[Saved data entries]
Issue #1183, opened 2021-10-09
Updated analysis: medullo subtyping misses WGS only samples as To be Classified


jharenza:
#### What analysis module should be updated and why?
medulloblastoma-subtyping - missed WGS only samples

```
v21 %>%
  filter(cancer_group == "Medulloblastoma" & sample_type == "Tumor" &
           is.na(molecular_subtype)) %>%
  select(Kids_First_Biospecimen_ID, experimental_strategy, molecular_subtype)

# A tibble: 7 x 3
  Kids_First_Biospecimen_ID experimental_strategy molecular_subtype
  <chr>                     <chr>                 <chr>            
1 BS_3J4T2YYW               WGS                   NA               
2 BS_7F07M7JG               WGS                   NA               
3 BS_AG0BZN6F               WGS                   NA               
4 BS_HZNKSQ17               WGS                   NA               
5 BS_V6HKXX1Z               WGS                   NA               
6 BS_WP9J88EB               WGS                   NA               
7 BS_YYAPSA5P               WGS                   NA        
```

#### What changes need to be made? Please provide enough detail for another participant to make the update.
annotate these samples as to be classified

#### What input data should be used? Which data were used in the version being updated?
v21

#### When do you expect the revised analysis will be completed?
next week, if time?

#### Who will complete the updated analysis?
@komalsrathi 

This is also not a huge deal if not added since they are To be classified, but wanted to track as an issue here

komalsrathi:
Sure, will do. Can you add me as an assignee?

jharenza:
Closing with #1206

PR #1206, opened 2021-11-17
add molecular subtype to wgs-only samples

komalsrathi:

WGS only samples are missing medulloblastoma molecular subtype info. They need to be annotated as "To be Classified"

#### What was your approach?

Added a separate script to append wgs-only samples to the output tsv files

https://github.com/AlexsLemonade/OpenPBTA-analysis/issues/1183

04-no-RNA-samples.R and output tsv files

N/A

Yes

tsv files

N/A

#### Documentation Checklist


jharenza (approved):
Thanks @komalsrathi - this looks good!

jaclyn-taroni:
Just to note, these changes won't take effect unless we cut another release, correct?

jharenza:
> Just to note, these changes won't take effect unless we cut another release, correct?

I wasn't thinking of another release, but just adding them to our histologies file in the supplement. Do you want us to rerun subtyping and do another release for that to happen?

jaclyn-taroni:
I don't think we want to be in a situation where the release and the supplemental data are out of sync, but perhaps the new release can be the very last thing we do before we cut a release of the codebase.

jharenza:
> I don't think we want to be in a situation where the release and the supplemental data are out of sync, but perhaps the new release can be the very last thing we do before we cut a release of the codebase.

Ok, sounds good - put in #1207 for this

WHAT YOU HAVE TO DO: Copy every record verbatim.

SOLUTION TO THE EXERCISE:
Issue #1183, opened 2021-10-09
Updated analysis: medullo subtyping misses WGS only samples as To be Classified


jharenza:
#### What analysis module should be updated and why?
medulloblastoma-subtyping - missed WGS only samples

```
v21 %>%
  filter(cancer_group == "Medulloblastoma" & sample_type == "Tumor" &
           is.na(molecular_subtype)) %>%
  select(Kids_First_Biospecimen_ID, experimental_strategy, molecular_subtype)

# A tibble: 7 x 3
  Kids_First_Biospecimen_ID experimental_strategy molecular_subtype
  <chr>                     <chr>                 <chr>            
1 BS_3J4T2YYW               WGS                   NA               
2 BS_7F07M7JG               WGS                   NA               
3 BS_AG0BZN6F               WGS                   NA               
4 BS_HZNKSQ17               WGS                   NA               
5 BS_V6HKXX1Z               WGS                   NA               
6 BS_WP9J88EB               WGS                   NA               
7 BS_YYAPSA5P               WGS                   NA        
```

#### What changes need to be made? Please provide enough detail for another participant to make the update.
annotate these samples as to be classified

#### What input data should be used? Which data were used in the version being updated?
v21

#### When do you expect the revised analysis will be completed?
next week, if time?

#### Who will complete the updated analysis?
@komalsrathi 

This is also not a huge deal if not added since they are To be classified, but wanted to track as an issue here

komalsrathi:
Sure, will do. Can you add me as an assignee?

jharenza:
Closing with #1206

PR #1206, opened 2021-11-17
add molecular subtype to wgs-only samples

komalsrathi:

WGS only samples are missing medulloblastoma molecular subtype info. They need to be annotated as "To be Classified"

#### What was your approach?

Added a separate script to append wgs-only samples to the output tsv files

https://github.com/AlexsLemonade/OpenPBTA-analysis/issues/1183

04-no-RNA-samples.R and output tsv files

N/A

Yes

tsv files

N/A

#### Documentation Checklist


jharenza (approved):
Thanks @komalsrathi - this looks good!

jaclyn-taroni:
Just to note, these changes won't take effect unless we cut another release, correct?

jharenza:
> Just to note, these changes won't take effect unless we cut another release, correct?

I wasn't thinking of another release, but just adding them to our histologies file in the supplement. Do you want us to rerun subtyping and do another release for that to happen?

jaclyn-taroni:
I don't think we want to be in a situation where the release and the supplemental data are out of sync, but perhaps the new release can be the very last thing we do before we cut a release of the codebase.

jharenza:
> I don't think we want to be in a situation where the release and the supplemental data are out of sync, but perhaps the new release can be the very last thing we do before we cut a release of the codebase.

Ok, sounds good - put in #1207 for this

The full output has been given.